El tren se detiene por última vez y una voz mecánica anuncia que el recorrido ha terminado. Ella se levanta y comienza a caminar por el pasillo entre los asientos camino a la puerta. Existe un microsegundo entre que se coloca de pie ante ella y esta se abre, en el cual es capaz de percibirlos. Todos ellos pegados uno junto al otro. Sus respiraciones poco acompasadas, el aire que entra y sale de sus pulmones y se mezcla con la niebla y las partículas de polvo que flotan en el aire. Mira a su alrededor, más la capa grisácea, ácida y pegajosa la mantiene enceguecida. Es capaz de notar los cuerpos a su alrededor, petrificados. Espectros crudos, un rollo fílmico que al revelarse se comprueba que estaba velado y no había nada allí. Esencias olvidadas, fantasmas deformes.

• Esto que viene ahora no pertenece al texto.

PR #53, opened 2021-06-08
Box symbol should list pins in the order they appear in the pin-properties table.

CuppoJava:
Sort all pins by the order in which they are referred to in the pin-properties table before creating the box symbol.


ariel-hi (dismissed):
Reviewing in tandem with [JITPCB PR 53](https://github.com/JITx-Inc/jitpcb/pull/536).

When a box symbol is made, pins are sorted inside the pcb-component according to their `pin-properties-row-index` property. Specialized comparator.

Nice.

utils/box-symbol.stanza
```diff
@@ -244,6 +244,22 @@ public defn make-box-symbol (banks:Seqable<BoxBank>) :
 ;=======================================================<doc>
 
 public defn make-box-symbol () :
+  ;Sort the given pins by their .pin-properties-row-index field.
+  defn sort-by-row-index (pins:Tuple<JITXObject>) -> Tuple<JITXObject> :
+    ;Compare pin[i0] versus pin[i1].
+    ;Indices are used, instead of the pin directly, in order to perform a
+    ;stable sort.
+    ;All pins without a .pin-properties-row-index is put in the beginning.
```
bpellenard, line 252: are put

utils/box-symbol.stanza
```diff
@@ -244,6 +244,22 @@ public defn make-box-symbol (banks:Seqable<BoxBank>) :
...
+    defn compare-index (i0:Int, i1:Int) :
+      val a = pins[i0]
+      val b = pins[i1]
+      match(value?(property?(a.pin-properties-row-index)), value?(property?(b.pin-properties-row-index))) :
+        (ai:Int, bi:Int) : compare(ai, bi)
+        (ai:Int, bi) : 1
+        (ai, bi:Int) : -1
+        (ai, bi) : compare(i0,i1)
+    val indices = qsort(0 to length(pins), compare-index)
```
bpellenard, line 261: `qsort` or `qsort!`

utils/box-symbol.stanza
```diff
@@ -244,6 +244,22 @@ public defn make-box-symbol (banks:Seqable<BoxBank>) :
...
 
 public defn make-box-symbol () :
+  ;Sort the given pins by their .pin-properties-row-index field.
+  defn sort-by-row-index (pins:Tuple<JITXObject>) -> Tuple<JITXObject> :
+    ;Compare pin[i0] versus pin[i1].
+    ;Indices are used, instead of the pin directly, in order to perform a
+    ;stable sort.
+    ;All pins without a .pin-properties-row-index is put in the beginning.
+    defn compare-index (i0:Int, i1:Int) :
+      val a = pins[i0]
```
bpellenard, line 254: `val a = value?(property?(pins[i0].pin-properties-row-index))`

utils/box-symbol.stanza
ariel-hi: `qsort!` modifies the passed-in collection.
`qsort` returns a new collection.

utils/box-symbol.stanza
```diff
@@ -244,6 +244,22 @@ public defn make-box-symbol (banks:Seqable<BoxBank>) :
...
+      val b = pins[i1]
+      match(value?(property?(a.pin-properties-row-index)), value?(property?(b.pin-properties-row-index))) :
```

Las puertas se abren y las luces de la terminal la golpean bruscamente al sorprenderla. Entrecierra los ojos y de pronto es empujada hacia la estación. A su alrededor, millones de seres humanos que salen de los vagones como si el tren los estuviese vomitando a todos. De los andenes contiguos, más y más montañas de individuos que se mezclan son propulsados por la fuerza del interior de los vagones cual manadas de animales, y todos ellos caminan con rapidez hacia adelante, hacia la salida. Hacia la ciudad.